Restore is a design goal, not a finished, tested procedure. End-to-end restore is not yet fully automated or documented in this deployment, and several supporting pieces (such as extending and repopulating Longhorn volumes) are still being worked out. Do not treat restore as production-proven until it has been validated against your own backups. Practice and verify a full restore on a throwaway cluster before depending on it.

Maturity: available today vs evolving

Use this split to set expectations. The "evolving / planned" column is drawn from the deployment's roadmap.

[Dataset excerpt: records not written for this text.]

PR #970, opened 2023-01-01
make.globals: default-on FEATURES=pkgdir-index-trusted

ajakk:
Bug: https://bugs.gentoo.org/889300

### DIFF
--- a/NEWS
+++ b/NEWS
@@ -1,6 +1,9 @@
 portage-3.0.52 (UNRELEASED)
 --------------
 
+Breaking changes:
+* FEATURES=pkgdir-index-trusted is now on by default.
+
 Features:
 * bintree: Add new API member (invalid_paths) to allow gentoolkit to later
   clean up invalid binpkgs (bug #900224).
--- a/cnf/make.globals
+++ b/cnf/make.globals
@@ -78,7 +78,7 @@ FEATURES="assume-digests binpkg-docompress binpkg-dostrip binpkg-logs
           binpkg-multi-instance buildpkg-live
           config-protect-if-modified distlocks ebuild-locks
           fixlafiles ipc-sandbox merge-sync multilib-strict
-          network-sandbox news parallel-fetch pid-sandbox
+          network-sandbox news parallel-fetch pkgdir-index-trusted pid-sandbox
           preserve-libs protect-owned qa-unresolved-soname-deps
           sandbox sfperms strict
           unknown-features-warn unmerge-logs unmerge-orphans userfetch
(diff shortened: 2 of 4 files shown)


floppym:
Regarding the test failures, I'm guessing the ResolverPlayground class does not generate a valid package index.

ajakk:
Ah, missed your comment, but thanks! It *seems* simple to fix it to generate the Packages file when generating the binpkgs in the ResolverPlayground:

```
--- a/lib/portage/tests/resolver/ResolverPlayground.py
+++ b/lib/portage/tests/resolver/ResolverPlayground.py
@@ -17,6 +17,7 @@ from portage.const import (
 )
 from portage.process import find_binary
 from portage.dep import Atom, _repo_separator
+from portage.dbapi.bintree import binarytree
 from portage.package.ebuild.config import config
 from portage.package.ebuild.digestgen import digestgen
 from portage._sets import load_default_config
@@ -397,6 +398,9 @@ class ResolverPlayground:
             else:

+            bintree = binarytree(pkgdir=self.pkgdir, settings=self.settings)
+            bintree.populate()
+
     def _create_installed(self, installed):
         for cpv in installed:
             a = Atom("=" + cpv, allow_repo=True)
```

But, there's a [short-circuit in the `binarytree` class](https://github.com/gentoo/portage/blob/master/lib/portage/dbapi/bintree.py#L826) that prevents the index from being regenerated when `pkgdir-index-trusted` is in `FEATURES`:

```
            update_pkgindex = self._populate_local(
                reindex="pkgdir-index-trusted" not in self.settings.features
            )
```

I've added another boolean parameter to that method to make it possible to force the reindex despite our new default `FEATURES`. Does this sound like a sane fix?

mattst88 (approved):
I've been using this since it was added and have run into no issues.

thesamesam:
Asking Zac to take a look just in case there's any other locations we've missed. I hit that snag before with the immutable repo stuff.

thesamesam:
Can you rebase + add NEWS (call it a breaking change), then good to go?

thesamesam:
I fear that we should avoid this with getbinpkg/any remote indexes, and only do this for local indexes, until indexes are signed (https://bugs.gentoo.org/877241)...

zmedico (approved):

zmedico:
> I fear that we should avoid this with getbinpkg/any remote indexes, and only do this for local indexes, until indexes are signed (https://bugs.gentoo.org/877241)...

This feature only affects the local index. Reindexing a remote index is not really feasible since we don't have a mechanism to fetch the remote package metadata unless we fetch the whole package. In lib/portage/getbinpkg.py there's an old implementation that fetched remote package metadata, but we should not support it anymore at this point (it only supported xpak format).

thesamesam:
Thank you for the explanation Zac! I didn't realise that at all. Let's merge then 🎉

ajakk:
Thank you!

PR #972, opened 2023-01-05
depgraph: Print dependency resolution time

mgorny:
Print the wall clock time it took emerge to calculate the dependency graph if spinner is used (i.e. we're in verbose mode).

Screenshot_2023-01-05_16-28-19


thesamesam:
Please update NEWS.

floppym (approved):

PR #976, opened 2023-01-14
SCHEDULING_POLICY: switch to scheduler policy IDs rather than aliases.

slashbeast:
The os.SCHED_* aliases are not reliable enough, the mainline Python lacks deadline, and the pypy lacks them all together. The IDs are not going to change, at most new would arrive, so it is safe to use it as is.

By extension, the deadline policy was also added, since those originally were not present in aliases.

Closes: https://bugs.gentoo.org/867031
Signed-off-by: KARBOWSKI Piotr <slashbeast@gentoo.org>

### DIFF
--- a/cnf/make.conf.example
+++ b/cnf/make.conf.example
@@ -292,12 +292,12 @@
 #PORTAGE_IONICE_COMMAND="ionice -c 3 -p \${PID}"
 #
 # PORTAGE_SCHEDULING_POLICY allows changing the current scheduling policy. The
-# supported options are 'other', 'batch', 'idle', 'fifo' and 'round-robin'. When
-# unset, the scheduling policy remains unchanged, by default Linux uses 'other'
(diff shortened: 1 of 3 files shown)


floppym (approved):
Seems reasonable. Maybe add a comment mentioning the source of the values: `linux/sched.h`

thesamesam:
Could you also file a bug with cpython and pypy to add the missing constants, so we can drop this one day? Thanks!

slashbeast:
@floppym Good idea, added comment and rewritten history so it is still single commit.

@thesamesam I will look into chasing them, there were some bug reported about it in pypy, 5 years ago and then bumped 3 years ago so I wouldn't hold breath for them to get it sorted out anytime soon even if I poke them -- https://foss.heptapod.net/pypy/pypy/-/issues/2375

thesamesam:
Thanks! (And oh dear, thanks for finding that..)

PR #977, opened 2023-01-14
bin/quickpkg: loosen default umask

ajakk:
This default was originally changed in bug #182428 to prevent config files with secrets being leaked into binary packages that were readable by everyone, but given the default is to not include configs, it is safe to use a less restrictive umask by default. Also, warn the user if there is a possibility that secrets end up in a world-readable binpkg.

Bug: https://bugs.gentoo.org/182428
Bug: https://bugs.gentoo.org/890823

### DIFF
--- a/bin/quickpkg
+++ b/bin/quickpkg
@@ -6,6 +6,7 @@ import argparse
 import errno
 import math
 import signal
+import stat
 import subprocess
 import sys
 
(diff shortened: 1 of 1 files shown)


mattst88 (commented):
I wonder if we should use a different umask depending on `--include-unmodified-config` or not.

ajakk:
> I wonder if we should use a different umask depending on `--include-unmodified-config` or not.

Sorry for the delay, refreshing my memory here, but I'm not sure that a variable default is going to be worth the cost of having to convey this (probably confusingly) in the help text for the argument?

PR #979, opened 2023-01-15
emerge: add --onlydeps-with-ideps=<y|n> option (bug 890777)

tgbugs:
Add --onlydeps-with-ideps option in order to include install-time dependencies with --onlydeps and --onlydeps-with-rdeps=n. The dependencies that get pulled in are those that are necessary for emerge --nodeps to succeed when run after the equivalent --onlydeps. The default --onlydeps --onlydeps-with-rdeps=n behavior is unchanged.

Bug: https://bugs.gentoo.org/890777

### DIFF
--- a/lib/_emerge/main.py
+++ b/lib/_emerge/main.py
@@ -162,6 +162,7 @@ def insert_optional_args(args):
         "--jobs": valid_integers,
         "--keep-going": y_or_n,
         "--load-average": valid_floats,
+        "--onlydeps-with-ideps": y_or_n,
         "--onlydeps-with-rdeps": y_or_n,
         "--package-moves": y_or_n,
         "--quiet": y_or_n,
@@ -573,8 +574,12 @@ def parse_opts(tmpcmdline, silent=False):
             + "Emerge will ignore matching binary packages. ",
             "action": "append",
         },
+        "--onlydeps-with-ideps": {
+            "help": "modify interpretation of dependencies to include IDEPEND",
+            "choices": true_y_or_n,
+        },
         "--onlydeps-with-rdeps": {
-            "help": "modify interpretation of depedencies",
+            "help": "modify interpretation of dependencies",
             "choices": true_y_or_n,
         },
         "--rebuild-exclude": {
@@ -671,7 +676,7 @@ def parse_opts(tmpcmdline, silent=False):
             "action": "store",
         },
         "--root-deps": {
-            "help": "modify interpretation of depedencies",
+            "help": "modify interpretation of dependencies",
             "choices": ("True", "rdeps"),
         },
         "--search-index": {
--- a/lib/portage/tests/resolver/test_onlydeps_ideps.py
+++ b/lib/portage/tests/resolver/test_onlydeps_ideps.py
@@ -1,0 +1,172 @@
+# Copyright 2023 Gentoo Authors
+# Distributed under the terms of the GNU General Public License v2
+
+from portage.tests import TestCase
+from portage.tests.resolver.ResolverPlayground import (
+    ResolverPlayground,
+    ResolverPlaygroundTestCase,
+)
+
+
+class OnlydepsIdepsTestCase(TestCase):
+    def testOnlydepsIdepsEAPI7(self):
+        ebuilds = {
+            "dev-libs/A-1": {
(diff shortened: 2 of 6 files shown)


tgbugs:
This seems to be working as expected when I test manually, but for some reason the tests I added do not pass. Possibly because the test machinery is not aware of IDEPEND or something like that?

floppym:
Wow, that was fast!

Some administrative notes:

- We don't use X-Gentoo-Bug{,-url} anymore. Replace those with `Bug: https://bugs.gentoo.org/890777`.
- Please review our[ copyright policy](https://www.gentoo.org/glep/glep-0076.html) and add Signed-off-by to your commit(s).

tgbugs:
Fixed the issues with the commit and signed off. Still need help on the failing tests though I suspect.

thesamesam:
1. Please fix the linting issues (see CI).
2. I think ResolverPlayground defaults to EAPI 0. Try specifying EAPI 8 for the relevant tests (see e.g. lib/portage/tests/resolver/test_merge_order.py).

tgbugs:
I've pushed the linting changes. I'm still fighting with the tests. Changing the EAPI does seem to produce correct results when outside the test harness, but still causes issues inside it.

tgbugs:
Alright. After getting the issue with the EAPI sorted out it was easier to see that `"default": "n"` was having no effect on the actual default value and that the test in depgraph.py needs check for "n" or None. Now the tests pass and the behavior is as expected.

lib/_emerge/main.py
```diff
@@ -573,6 +574,10 @@ def parse_opts(tmpcmdline, silent=False):
             + "Emerge will ignore matching binary packages. ",
             "action": "append",
         },
+        "--onlydeps-with-ideps": {
+            "help": "modify interpretation of depedencies to include IDEPEND",
```
thesamesam, line 578:
```suggestion
            "help": "modify interpretation of dependencies to include IDEPEND",
```

lib/_emerge/main.py
```diff
@@ -573,6 +574,10 @@ def parse_opts(tmpcmdline, silent=False):
...
+            "choices": true_y_or_n,
+        },
         "--onlydeps-with-rdeps": {
             "help": "modify interpretation of depedencies",
```
thesamesam, line 582:
```suggestion
            "help": "modify interpretation of dependencies",
```

lib/portage/tests/resolver/test_onlydeps_ideps.py
```diff
@@ -0,0 +1,93 @@
+# Copyright 2017 Gentoo Foundation
```
thesamesam, line 1: It's not 2017, just do 2023 Gentoo Authors instead.

lib/portage/tests/resolver/test_onlydeps_ideps.py
```diff
@@ -0,0 +1,93 @@
...
+# Distributed under the terms of the GNU General Public License v2
+
+from portage.tests import TestCase
+from portage.tests.resolver.ResolverPlayground import (
+    ResolverPlayground,
+    ResolverPlaygroundTestCase,
+)
+
+
+class OnlydepsIdepsTestCase(TestCase):
```
thesamesam, line 11: Can you add another set of tests where it's EAPI 7 to verify it makes no difference to the results?

It's partly about testing your change but also about providing a bit better EAPI/IDEPEND coverage.

tgbugs: Yep. Will roll it in.

lib/_emerge/main.py
tgbugs: This one caught a few others that probably came from the same source and have been copy/pasted around.

tgbugs:
Anything else needed on my end for this?

zmedico:
Please update man/emerge.1 to include the new option.

tgbugs:
Added the changes to `man/emerge.1`.

zmedico (approved):

floppym (approved):

thesamesam:
Please update NEWS.

thesamesam:
Thank you!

Available todayEvolving / planned
Prometheus + Grafana + Loki monitoringMove Postgres to a cluster operator–managed Helm chart
Alloy log shipping into LokiGenerate secrets/passwords via Terraform and auto-configure
Postgres backups via CloudNativePG + barman-cloud → S3Version-lock all Helm charts
Longhorn volume snapshots/backups → S3TLS for database and other inter-pod communication
Per-component daily/configurable backupsDocumented, automated restore-from-backup procedure
Caching layer for the nginx-based frontend
tip

Manual Grafana setup, manual secret retrieval, and unautomated restore are the rough edges to plan around. As the roadmap items land (operator-managed Postgres, Terraform-generated secrets, version-locked charts), these workflows will tighten up.